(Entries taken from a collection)
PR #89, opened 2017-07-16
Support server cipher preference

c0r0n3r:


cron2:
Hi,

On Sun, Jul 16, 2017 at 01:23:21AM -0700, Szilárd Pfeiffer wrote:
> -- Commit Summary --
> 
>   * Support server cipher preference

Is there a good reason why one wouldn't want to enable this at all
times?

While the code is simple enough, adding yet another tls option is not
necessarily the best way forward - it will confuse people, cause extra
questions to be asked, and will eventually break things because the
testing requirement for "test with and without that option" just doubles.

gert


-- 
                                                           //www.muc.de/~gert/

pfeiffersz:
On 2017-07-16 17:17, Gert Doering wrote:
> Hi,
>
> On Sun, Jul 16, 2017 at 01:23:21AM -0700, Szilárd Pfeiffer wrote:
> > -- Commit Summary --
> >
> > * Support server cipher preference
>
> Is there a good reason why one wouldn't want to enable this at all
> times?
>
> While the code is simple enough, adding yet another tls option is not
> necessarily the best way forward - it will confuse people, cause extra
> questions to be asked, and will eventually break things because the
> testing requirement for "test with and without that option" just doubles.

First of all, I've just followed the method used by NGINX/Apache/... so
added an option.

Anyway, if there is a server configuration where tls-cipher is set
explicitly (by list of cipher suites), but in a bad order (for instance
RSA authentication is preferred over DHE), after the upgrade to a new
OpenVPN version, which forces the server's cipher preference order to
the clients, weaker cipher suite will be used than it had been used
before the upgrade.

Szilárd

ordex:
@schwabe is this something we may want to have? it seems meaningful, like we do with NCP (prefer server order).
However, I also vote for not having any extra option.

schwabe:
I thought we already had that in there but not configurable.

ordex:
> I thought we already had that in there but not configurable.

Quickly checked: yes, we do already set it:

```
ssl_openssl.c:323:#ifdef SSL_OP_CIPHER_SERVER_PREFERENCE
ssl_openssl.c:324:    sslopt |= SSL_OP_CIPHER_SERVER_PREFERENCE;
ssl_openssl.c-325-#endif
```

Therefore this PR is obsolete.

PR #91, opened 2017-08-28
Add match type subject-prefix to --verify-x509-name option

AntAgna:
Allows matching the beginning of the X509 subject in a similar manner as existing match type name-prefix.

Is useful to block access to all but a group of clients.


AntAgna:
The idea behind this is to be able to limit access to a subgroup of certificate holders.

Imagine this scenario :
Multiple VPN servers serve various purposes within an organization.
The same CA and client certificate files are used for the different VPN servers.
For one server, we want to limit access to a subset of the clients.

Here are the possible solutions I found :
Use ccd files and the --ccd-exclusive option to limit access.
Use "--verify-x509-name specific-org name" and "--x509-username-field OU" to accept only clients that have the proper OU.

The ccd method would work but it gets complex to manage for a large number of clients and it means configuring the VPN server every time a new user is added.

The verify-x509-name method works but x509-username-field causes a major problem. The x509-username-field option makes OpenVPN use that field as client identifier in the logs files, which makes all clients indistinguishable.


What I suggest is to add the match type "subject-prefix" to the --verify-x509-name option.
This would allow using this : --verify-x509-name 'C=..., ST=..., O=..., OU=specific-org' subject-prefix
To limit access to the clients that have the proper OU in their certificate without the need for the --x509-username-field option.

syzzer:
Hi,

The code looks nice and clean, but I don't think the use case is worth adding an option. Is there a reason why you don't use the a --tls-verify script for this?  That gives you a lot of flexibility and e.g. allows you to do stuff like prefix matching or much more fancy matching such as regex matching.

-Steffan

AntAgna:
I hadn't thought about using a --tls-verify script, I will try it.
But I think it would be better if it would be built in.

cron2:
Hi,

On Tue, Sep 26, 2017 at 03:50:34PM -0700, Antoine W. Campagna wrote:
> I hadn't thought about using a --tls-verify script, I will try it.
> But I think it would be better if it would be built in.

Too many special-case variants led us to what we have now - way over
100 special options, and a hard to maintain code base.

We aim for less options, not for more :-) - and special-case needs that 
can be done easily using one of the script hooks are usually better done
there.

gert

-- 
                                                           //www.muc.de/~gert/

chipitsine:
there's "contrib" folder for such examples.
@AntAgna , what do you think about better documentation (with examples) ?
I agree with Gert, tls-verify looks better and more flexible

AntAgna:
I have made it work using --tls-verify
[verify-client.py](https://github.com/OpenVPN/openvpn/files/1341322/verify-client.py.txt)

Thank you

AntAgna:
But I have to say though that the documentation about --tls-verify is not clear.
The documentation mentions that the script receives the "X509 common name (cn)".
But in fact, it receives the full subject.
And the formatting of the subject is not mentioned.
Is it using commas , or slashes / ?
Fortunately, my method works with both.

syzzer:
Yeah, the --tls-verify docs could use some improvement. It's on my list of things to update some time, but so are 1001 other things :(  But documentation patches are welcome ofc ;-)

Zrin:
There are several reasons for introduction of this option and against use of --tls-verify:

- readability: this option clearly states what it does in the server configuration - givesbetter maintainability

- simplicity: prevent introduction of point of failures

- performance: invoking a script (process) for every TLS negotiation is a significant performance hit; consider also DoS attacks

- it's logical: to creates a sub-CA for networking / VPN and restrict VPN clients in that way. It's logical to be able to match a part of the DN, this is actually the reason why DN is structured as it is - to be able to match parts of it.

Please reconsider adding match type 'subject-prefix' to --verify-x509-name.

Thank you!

:: TASK DETAILS ::
Return every line above in which the string "best" occurs.

:: EXERCISE SOLUTION ::
necessarily the best way forward - it will confuse people, cause extra
> necessarily the best way forward - it will confuse people, cause extra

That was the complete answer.